From faeb5b457c543754afb802193352826f76eddda0 Mon Sep 17 00:00:00 2001
From: Ettore Di Giacinto <mudler@localai.io>
Date: Sun, 21 Jun 2026 21:42:17 +0000
Subject: [PATCH] analysis: NVFP4 closes the decode gap too (547->619, ~93% of
 vLLM)

Measured npl=128 cold A/B: NVFP4 decode 619 vs Q4_K 547 (+13%), closing the gap to
vLLM (667) from ~22% to ~7%. NVFP4's FP4-MMA kernel is more bandwidth-efficient at
the thin n=128 decode shape than Q4_K int8-MMQ (which ran 2.1x above the floor), so
it IS the better int4 decode GEMM the diagnosis called for - no multi-day
Marlin-for-K-quants needed. With NVFP4, llama.cpp on GB10 is ahead on prefill
(1209 vs 800) and within ~7% on decode. Remaining 7% = optional FP4 kernel tuning.
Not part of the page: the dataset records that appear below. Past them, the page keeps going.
Issue #1030, opened 2019-09-13
Release web3j-android


angerborn:
There's a branch for the 4.3.0-android release, but there's nothing under https://github.com/web3j/web3j/releases and nothing on maven central https://search.maven.org/search?q=g:org.web3j%20AND%20a:core&core=gav

Was there a problem creating the release, was it forgotten or was it buried below more important tasks? (Or am I just not looking in the right place?)

iikirilov:
Mainly buried - partly forgotten. I would like someone from the community to pick up this work - it requires merging all PRs labelled "merge-to-android" to an android branch.

It will mean we skip a few version on the android side.

Water-bamboo:
Would you please release 4.3-android?

om26er:
I see a new tag for Android, so I guess the Android version has finally progressed https://github.com/web3j/web3j/releases/tag/v4.6.0-android ?

AlexandrouR:
4.6.0 android version can be found [here](https://mvnrepository.com/artifact/org.web3j/core/4.6.0-android)

PR #901, opened 2019-03-26
Add ScheduledExecutorService to Parity constructor like in org/web3j/…

Alexey-N-Chernyshov:
…protocol/Web3j.java

### What does this PR do?
Add `ScheduledExecutorService` to `Parity` so now it is possible to build the class like a 'org.web3j.protocol.Web3j'.

### Where should the reviewer start?
Compare changes in `org/web3j/protocol/parity/Parity.java` with `org/web3j/protocol/Web3j.java`.

### Why is it needed?
To specify `ScheduledExecutorService` and be compatible with `org/web3j/protocol/Web3j.java`.

PR #1055, opened 2019-09-27
bytes, bytes1..32 fix; chainId is not restrictly required anymore (issues #1054, #1063)

avaness:
### What does this PR do?
it fixes https://github.com/web3j/web3j/issues/1054, https://github.com/web3j/web3j/issues/1063

### Where should the reviewer start?
- StructuredDataTest.java:155
- ValidStructuredDataWithBytesTypes.json - bytes and bytes3 datatypes

### Why is it needed?
StructuredDataTest.testBytestAndBytes32Encoding() fails on "bytes" and "bytes1..32" types

PR #1062, opened 2019-10-02
Updating android web3j with PRs added for 4.3.3 release 

MarkOSullivan94:
### What does this PR do?

Cherry picking two of the PRs which have to be merged in with Android branch

https://github.com/web3j/web3j/pull/901
https://github.com/web3j/web3j/pull/911

Not entirely sure if this is the approach which was desired in this issue here https://github.com/web3j/web3j/issues/1030 so thought I'd open with two cherry picked PRs first.

Next cherry picked PR I added caused some merge conflicts I guess this will do for now 😅 

Would be super useful if the PRs with the `merge-to-android` label all had info on what milestone / release it belonged to so it'd be easier to know what order they should be merged in

### Why is it needed?

To update android branch before next android release

### DIFF
--- a/crypto/src/main/java/org/web3j/crypto/StructuredData.java
+++ b/crypto/src/main/java/org/web3j/crypto/StructuredData.java
@@ -1,0 +1,111 @@
+package org.web3j.crypto;
+
+import java.util.HashMap;
+import java.util.List;
+
+import com.fasterxml.jackson.annotation.JsonCreator;
+import com.fasterxml.jackson.annotation.JsonProperty;
+
+import org.web3j.abi.datatypes.Address;
+import org.web3j.abi.datatypes.generated.Uint256;
+
+public class StructuredData {
+    static class Entry {
+        private final String name;
+        private final String type;
+
+        @JsonCreator
+        public Entry(
+                @JsonProperty(value = "name") String name,
+                @JsonProperty(value = "type") String type) {
+            this.name = name;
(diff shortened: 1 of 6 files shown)


iikirilov:
@MarkOSullivan94 thank you for beginning this effort. The plan in my head right now is to merge all of the outstanding PRs and bring the android branch to feature parity with master before making a release (and skipping all the releases in the middle).

@antonydenyer Is it possible to auto-run CI for PRs going to android branch using java 6 - which is the current target. Having said that it might be a good time to question whether we want to upgrade the android branch to be java 8 and what the impact of that would be. Also it might make sense to spin the android stuff out into a separate repo?

MarkOSullivan94:
@iikirilov opened this with a couple done initially to make sure I was approaching this the correct way. 

Would it be possible to get this merged into one of the existing android branch first and then the rest of the PRs merged later before a new Android release?

antonydenyer:
> @antonydenyer Is it possible to auto-run CI for PRs going to android branch using java 6 - which is the current target. Having said that it might be a good time to question whether we want to upgrade the android branch to be java 8 and what the impact of that would be. Also it might make sense to spin the android stuff out into a separate repo?

Yes, you need to have a different https://github.com/web3j/web3j/blob/master/.travis.yml that does what you want.

iikirilov:
#911 will need to be followed by #1055 before we can merge this.

PR #1077, opened 2019-10-22
Update web3j to be compatible with new private transaction receipt

josh-richardson:
### What does this PR do?
Adds some fields to web3j private transaction receipts

### Why is it needed?
Besu will soon have a more extensive private transaction receipt.

### DIFF
--- a/besu/src/test/java/org/web3j/protocol/besu/ResponseTest.java
+++ b/besu/src/test/java/org/web3j/protocol/besu/ResponseTest.java
@@ -1,5 +1,5 @@
 /*
- * Copyright 2019 Web3 Labs LTD.
+ * Copyright 2019 Web3 Labs Ltd.
  *
  * Licensed under the Apache License, Version 2.0 (the "License"); you may not use this file except in compliance with
  * the License. You may obtain a copy of the License at
--- a/besu/src/test/java/org/web3j/protocol/besu/ResponseTest.java
+++ b/besu/src/test/java/org/web3j/protocol/besu/ResponseTest.java
@@ -280,6 +280,10 @@ public class ResponseTest extends ResponseTester {
                         + "        \"to\":\"0x85h43d8a49eeb85d32cf465507dd71d507100c1\",\n"
                         + "        \"output\":\"myRlpEncodedOutputFromPrivateContract\",\n"
                         + "        \"status\":\"0x1\",\n"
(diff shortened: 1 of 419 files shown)


josh-richardson:
@iikirilov This is ready for review.

besu/src/test/java/org/web3j/protocol/besu/ResponseTest.java
```diff
@@ -312,7 +313,9 @@ public void testPrivGetTransactionReceipt() {
                                         "0x0000000000000000000000000000000000000000000000000000000000000000",
                                         "mined",
                                         Collections.singletonList(
-                                                "0x59ebeb90bc63057b6515673c3ecf9438e5058bca0f92585014eced636878c9a5"))));
+                                                "0x59ebeb90bc63057b6515673c3ecf9438e5058bca0f92585014eced636878c9a5"))),
```
iikirilov: nit: extra line?

core/src/main/java/org/web3j/tx/Contract.java
```diff
@@ -372,9 +372,11 @@ TransactionReceipt executeTransaction(
                     String.format(
                             "Transaction has failed with status: %s. "
                                     + "Gas used: %d. (not-enough gas?)",
-                            receipt.getStatus(), receipt.getGasUsed()));
+                            receipt.getStatus(),
+                            receipt.getGasUsedRaw() != null
+                                    ? receipt.getGasUsed()
+                                    : BigInteger.valueOf(0)));
```
iikirilov: this should be implemented differently

besu/src/test/java/org/web3j/protocol/besu/ResponseTest.java
josh-richardson: Not that I can see

core/src/main/java/org/web3j/tx/Contract.java
iikirilov: can you do something like "Gas used: unknown" if it is not available

iikirilov: It would also be useful to log the revert reason here if it is available

josh-richardson: Updated this to return unknown gas used, showing a revert reason would introduce a cyclic dependency.

PR #1102, opened 2019-11-18
Add support for eth_chainId

magooster:
### What does this PR do?
Add support the getchainid JSON-RPC method, https://web3js.readthedocs.io/en/v1.2.3/web3-eth.html#getchainid which returns the chain ID of the current connected node as described in the EIP-695.

Simple change hopefully obvious...

### Why is it needed?
To enable support for EIP-555 simple replay attack protection currently have to configure the chainId externally, this would allow lookup from connected 'node'


magooster:
Missed a commit for the interface

PR #1107, opened 2019-11-20
Add multiple event subscribers in filters

zacscoding:
### What does this PR do?
Adds filter that subscribe multiple logs

BlocksFilter, LogsFilter, PendingTransactionsFilter in org.web3j.protocol.core.filter package.

### Why is it needed?
We want to handle multiple filter changes without additional requests.
For example, we want to know latest block hash after request with polling interval.


zacscoding:
@antonydenyer @iikirilov  thx 👍

PR #1118, opened 2019-12-03
Abstracts getCode to transactionmanager

josh-richardson:
### What does this PR do?
Adds priv_getCode method to web3j, abstracts getCode method away from the Contract class and into the TransactionManager so we can have multiple implementations depending on the transaction types we're dealing with.

*required*

### Why is it needed?
*required*


gradle/wrapper/gradle-wrapper.properties
```diff
@@ -1,5 +1,6 @@
+#Tue Dec 03 15:43:36 GMT 2019
+distributionUrl=https\://services.gradle.org/distributions/gradle-5.6.3-all.zip
```
iikirilov: how come these have moved around?

iikirilov: also we want only the binary

PR #1120, opened 2019-12-05
Removed URLClassLoader usage.

AlexandrouR:
### What does this PR do?
Instead of using URLClassLoader that causes problems in Java 11, 
 `System.getProperty("java.class.path");` can be used to achieve the same thing.
*required*

### Why is it needed?
*required*

### DIFF
--- a/codegen/src/main/java/org/web3j/codegen/unit/gen/CompilerClassLoader.java
+++ b/codegen/src/main/java/org/web3j/codegen/unit/gen/CompilerClassLoader.java
@@ -15,7 +15,6 @@ package org.web3j.codegen.unit.gen;
 import java.io.File;
 import java.io.IOException;
 import java.net.URL;
-import java.net.URLClassLoader;
 import java.nio.file.Files;
 import java.nio.file.Paths;
 import java.util.Arrays;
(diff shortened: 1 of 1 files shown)


codegen/src/main/java/org/web3j/codegen/unit/gen/CompilerClassLoader.java
```diff
@@ -93,8 +92,7 @@
     }
 
     private String buildClassPath() {
-        final URL[] systemUrls = ((URLClassLoader) getClass().getClassLoader()).getURLs();
-        return buildClassPath(urls) + ':' + buildClassPath(systemUrls);
+        return buildClassPath(urls) + ':' + System.getProperty("java.class.path");
```
cfelde: This might need testing on Windows? From docs:

Path used to find directories and JAR archives containing class files. Elements of the class path are separated by a platform-specific character specified in the path.separator property.

platform-specific character

AlexandrouR: ill test it on my windows machine now.

AlexandrouR: This works on windows

PR #1122, opened 2019-12-07
Generate EVMTest annotation based on the Java version.

AlexandrouR:
### What does this PR do?
When generating the unit tests if the java version is lower than 11 use EVMTest(type = NodeType.Geth)
otherwise, generate the default EVMTest annotation.

### Why is it needed?
To ensure that the tests run out of the box with Java 8 and 11.


cfelde:
LGTM

Puneetha17:
LGTM

PR #1129, opened 2019-12-19
Update admin RPC endpoints

antonydenyer:
### What does this PR do?

Expose more NodeInfo properties from admin_nodeInfo RPC endpoint
Wire up admin_peers RPC endpoint


core/src/main/java/org/web3j/protocol/core/methods/response/admin/AdminNodeInfo.java
```diff
@@ -10,48 +10,81 @@
...
-    public static class Result {
-        public String getName() {
-            return name;
-        }
-
+    public static class NodeInfo {
+        private String enode;
+        private String id;
+        private String ip;
+        private String lisstenAddr;
```
iikirilov:
```suggestion
        private String listenAddr;
```

core/src/main/java/org/web3j/protocol/core/methods/response/admin/AdminNodeInfo.java
```diff
@@ -10,48 +10,81 @@
...
         private String name;
 
-        Result(String name) {
+        public NodeInfo() {}
+
+        public NodeInfo(String enode, String id, String ip, String lisstenAddr, String name) {
+            this.enode = enode;
+            this.id = id;
+            this.ip = ip;
+            this.lisstenAddr = lisstenAddr;
```
iikirilov:
```suggestion
            this.listenAddr = listenAddr;
```

core/src/main/java/org/web3j/protocol/core/methods/response/admin/AdminNodeInfo.java
```diff
@@ -10,48 +10,81 @@
...
+
+        public String getId() {
+            return id;
+        }
+
+        public String getIp() {
+            return ip;
+        }
+
+        public String getLisstenAddr() {
```
iikirilov:
```suggestion
        public String getListenAddr() {
```

core/src/main/java/org/web3j/protocol/core/methods/response/admin/AdminNodeInfo.java
```diff
@@ -10,48 +10,81 @@
...
+            return lisstenAddr;
```
iikirilov:
```suggestion
            return listenAddr;
```

antonydenyer:
> also some fields are missing from the node info and peers

I'm a bit wary of adding too many things in, there are no standards around this yet so need to do some more analysis before adding more fields in.

PR #1134, opened 2019-12-31
Fix junit5 failing tests

lyotam:
### What does this PR do?
It seems that due to the switch to Junit5 the tests were not run and multiple of them have been failing.
This PR restores the tests to the build task and fixes the failing tests. 

build.gradle

### Why is it needed?
Because tests are ignored and failing.


AlexandrouR:
LGTM

PR #1896, opened 2023-04-13
Structured data public api

gtebrean:
### What does this PR do?
extended from https://github.com/web3j/web3j/pull/1832 because user doesn't answer

changed files

### Why is it needed?
To have better access to Structured data api


cfelde:
LGTM

PR #1923, opened 2023-06-16
Update Class Loader

gtebrean:
### What does this PR do?
Updates Besu and Class Loader

*required*

### Why is it needed?
To can release CLI


gtebrean:
The reason for which I didn't add a unit test express for it is because the relevat tests are already in Generator and wrapper class. The issue that this is solving showed up only in the CLI repo, and causes the units  to fail there. Now with the current changes classes are processed correctly.

cfelde:
LGTM

PR #1929, opened 2023-07-15
Add Bloom filter utility

mhrsalehi:
## What does this PR do?

this PR adds the Ethereum Bloom filter utility class. that can be used to test a data (topic) for its presence and also to create a Bloom filter.

## Why is it needed?

this is a extremely useful feature that is missing from web3j. others also requested this feature (https://github.com/web3j/web3j/discussions/1795).
so I decided to implement it.
it is implemented based on Ethereum yellow paper.
I tested it extensively(I also hard-coded an Ethereum block LogsBloom data and its logs into my tests because it is great test case)

## Where should the reviewer start?
`org.web3j.utils.Bloom`

no side effect, and no file was edited. only two were added.


NickSneo:
@mhrsalehi Your build is failing, kindly build it in your local env first.
You might need to Run './gradlew :spotlessApply' to fix these violations, also fix other violations if any

PR #1958, opened 2023-09-03
Fix integration tests

NickSneo:
### What does this PR do?
Fix integration tests

review all files except in folder `integration-tests/src/test/resources/quorum-test-network`

### Why is it needed?
Currently many test were disabled as they were failing and many deprecated tests were included which are needed to be removed


integration-tests/src/test/java/org/web3j/protocol/besu/BesuPrivacyQuickstartIntegrationTest.java
```diff
@@ -65,32 +61,47 @@ public class BesuPrivacyQuickstartIntegrationTest {
...
     @Test
     public void testConnection() throws IOException {
-        assertEquals(nodeAlice.web3ClientVersion().send().getWeb3ClientVersion(), (CLIENT_VERSION));
-        assertEquals(nodeBob.web3ClientVersion().send().getWeb3ClientVersion(), (CLIENT_VERSION));
-        assertEquals(
-                nodeCharlie.web3ClientVersion().send().getWeb3ClientVersion(), (CLIENT_VERSION));
+        assertNotNull(rpcNode.web3ClientVersion().send().getWeb3ClientVersion());
+        assertNotNull(nodeAlice.web3ClientVersion().send().getWeb3ClientVersion());
+        assertNotNull(nodeBob.web3ClientVersion().send().getWeb3ClientVersion());
+        assertNotNull(nodeCharlie.web3ClientVersion().send().getWeb3ClientVersion());
```
gtebrean, line 104: it would be nice to assert also the chain ID

integration-tests/src/test/java/org/web3j/protocol/core/CoreIT.java
```diff
@@ -413,8 +403,9 @@ public void testEthGetUncleByBlockHashAndIndex() throws Exception {
     }
 
     @Test
-    @Disabled
+    @Disabled("Specified block has no uncle blocks, so result returning as null")
```
gtebrean, line 406: could this be enabled if we set a data folder for the network?

integration-tests/src/test/java/org/web3j/protocol/geth/GethIT.java
```diff
@@ -41,14 +40,14 @@ public void setUp() {
...
 
-    @Disabled
     @Test // Method not Implemented.
     public void testWeb3ClientVersion() throws Exception {
         TxPoolContent content = web3j.txPoolContent().send();
         assertNotNull(content.getResult());
     }
 
     @Test
+    @Disabled("Deprecated. Replaced by Clef's equivalent method - 'account_new'")
```
gtebrean, line 50: but is it failing on geth as you disabled it?

integration-tests/src/test/resources/quorum-test-network/.env
```diff
@@ -0,0 +1,22 @@
+# This file defines environment variables defaults for Docker-compose
+# but we also use it for shell scripts as a sourced file
+
+BESU_VERSION=23.4.1
```
gtebrean, line 4: why not 23.7.0?

gtebrean (commented):
The config files were uploaded from the local network generated files?

integration-tests/src/test/java/org/web3j/protocol/besu/BesuPrivacyQuickstartIntegrationTest.java
NickSneo: okay will add assert for chain ID too

NickSneo:
> The config files were uploaded from the local network generated files?

These configs are taken directly from Besu-dev-quickstart repo and as generated by npx besu-dev-quickstart script

gtebrean (approved):

Issue #1967, opened 2023-09-26
Structures without members are not encoded properly


Supertuba12:
# Structures without members are not encoded properly
The JSON RPC API specification for 'eth_signTypedData_v4' does not
explicitly state that the required struct 'EIP712Domain' has to define
any members [1]. The current implementation cannot correctly encode
such a structure, as it assumes that at least one member has been
parsed and added to the struct's string representation.

[1] https://eips.ethereum.org/EIPS/eip-712#specification-of-the-eth_signtypeddata-json-rpc

## Steps To Reproduce
Pass a valid structured data object where a type structure lacks a member:

```{json}
{
  "types": {
    "EIP712Domain": []
  },
  "primaryType": "EIP712Domain",
  "domain": {},
  "message": {}
}
```

### Expected behavior
The internal function `encodeStruct` should return `"EIP712Domain()"` when encoding `EIP712Domain`.
### Actual behavior
The internal function returns `"EIP712Domain)"`

## Environment
- Web3j version: First found using the latest android release `4.8.8-android`. Reproduced on master `ac0618c4d38ca780a7781d58255ff8b38626d7fc`

NickSneo:
Thanks for reporting and contributing.

NickSneo:
PR merged

PR #1968, opened 2023-09-26
Correctly encode structs without members

Supertuba12:
The JSON RPC API specification for 'eth_signTypedData_v4' does not explicitly state that the required struct 'EIP712Domain' has to define any members [1]. The current implementation cannot correctly encode such a structure, as it assumes that at least one member has been parsed and added to the struct's string representation.

[1] https://eips.ethereum.org/EIPS/eip-712#specification-of-the-eth_signtypeddata-json-rpc

### What does this PR do?
This commit refactors the struct encoding function such that it now accepts structures that does not define any members. This PR aims to resolve issue #1967.

There's only one function changed. I've also gone ahead and added a new test.

### Why is it needed?
This is needed to fully support the EIP-712 specification. Without it, web3j fails to properly handle valid types of structured data.

### DIFF
--- a/crypto/src/main/java/org/web3j/crypto/StructuredDataEncoder.java
+++ b/crypto/src/main/java/org/web3j/crypto/StructuredDataEncoder.java
@@ -24,6 +24,7 @@ import java.util.HashSet;
 import java.util.List;
 import java.util.Map;
 import java.util.Set;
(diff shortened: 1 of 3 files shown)


NickSneo (approved):
LGTM

Issue #1726, opened 2022-06-12
Handle  ABI V2 nested array case


SweeXordious:
As discussed by @874341642 in https://github.com/web3j/web3j/issues/1321#issuecomment-1153054859, the following

SweeXordious:
The first step to solve this would be to add this ABI definition to the `AbiV2TestFixture.java` file, such as:
https://github.com/web3j/web3j/blob/a9cc039ad3da656049e8b7bc004656ba1113b40d/abi/src/test/java/org/web3j/abi/AbiV2TestFixture.java#L183-L228

This would add the above to the test cases we can work with.
Then, add type tests under: [web3j](https://github.com/web3j/web3j)/[abi](https://github.com/web3j/web3j/tree/master/abi)/[src](https://github.com/web3j/web3j/tree/master/abi/src)/[test](https://github.com/web3j/web3j/tree/master/abi/src/test)/[java](https://github.com/web3j/web3j/tree/master/abi/src/test/java)/[org](https://github.com/web3j/web3j/tree/master/abi/src/test/java/org)/[web3j](https://github.com/web3j/web3j/tree/master/abi/src/test/java/org/web3j)/[abi](https://github.com/web3j/web3j/tree/master/abi/src/test/java/org/web3j/abi).
You can be inspired by this PR: https://github.com/web3j/web3j/pull/1321.

After finishing with this, and having encoding decoding tests working.  Move on to the codegen module. And, following the same above way, add the tests and see where the problem is happening.

This PR should be your reference for changes https://github.com/web3j/web3j/pull/1321 as it is doing almost the same thing to implement support for struct arrays support.

874341642:
new TypeReference<DynamicArray<Foo>>() {}

I still don't understand what you mean, writing like this will throw an exception.

SweeXordious:
If I understand right, you will write your own Foo, call it something I don't know, that has the same ABI definition as the one above and test against it.

874341642:
> If I understand right, you will write your own Foo, call it something I don't know, that has the same ABI definition as the one above and test against it.

  public static class PlayerWork extends DynamicStruct {
        public String workType;

        public String careerAddr;

        public BigInteger startTime;

        public BigInteger endTime;

        public String owner;

        public List<BigInteger> blocks;

        public BigInteger beginTime;

[...]

PR #1972, opened 2023-10-12
decodeDynamicStructElements NPE fix

lzgh0102:
### What does this PR do?
*fix decodeDynamicStructElements NPE*
lower version codegen does not generate @Parameterized annotation when use DynamicArray<T> parameter, which will cause the error as below that confuse people
image

*use the test case: org.web3j.abi.FunctionReturnDecoderTest#testDecodeDynamicStruct3*
remove the Annotation can see the case
image

### Why is it needed?
*(https://github.com/web3j/web3j/issues/1726#issuecomment-1605250651*


NickSneo:
Seems the build is failing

Assisted-by: Claude:opus-4.8 [Claude Code]
Signed-off-by: Ettore Di Giacinto <mudler@localai.io>
---
 .../cpp/llama-cpp/paged/DECODE_OVERHEAD.md    | 19 +++++++++++++++++++
 1 file changed, 19 insertions(+)
diff --git a/backend/cpp/llama-cpp/paged/DECODE_OVERHEAD.md b/backend/cpp/llama-cpp/paged/DECODE_OVERHEAD.md
index e8d7157cd..06b75ffdd 100644
--- a/backend/cpp/llama-cpp/paged/DECODE_OVERHEAD.md
+++ b/backend/cpp/llama-cpp/paged/DECODE_OVERHEAD.md
@@ -194,3 +194,22 @@ GGML_CUDA_DISABLE_GRAPHS=1 ...same...        # graphs off
 # GPU active (graphs off): nsys profile -t cuda --delay=6 --duration=8 ...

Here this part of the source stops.